**Recorded data:**

PR #142, opened 2016-09-01
Fix calico support for the etcd3 server.  Use specific commit of python-etcd client.

mikev:


mikev:
Per Tom, we are only modifying build-requirements-frozen.txt  build-requirements-frozen is normally auto-generated, but we are overriding the generated value until the python-etcd patch becomes available in a numbered version release.  In any case, the generated value is only generated if we trigger it.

**Exercise objective:**
Output the listing exactly, from first line to last.

**Exercise output:**
PR #142, opened 2016-09-01
Fix calico support for the etcd3 server.  Use specific commit of python-etcd client.

mikev:


mikev:
Per Tom, we are only modifying build-requirements-frozen.txt  build-requirements-frozen is normally auto-generated, but we are overriding the generated value until the python-etcd patch becomes available in a numbered version release.  In any case, the generated value is only generated if we trigger it.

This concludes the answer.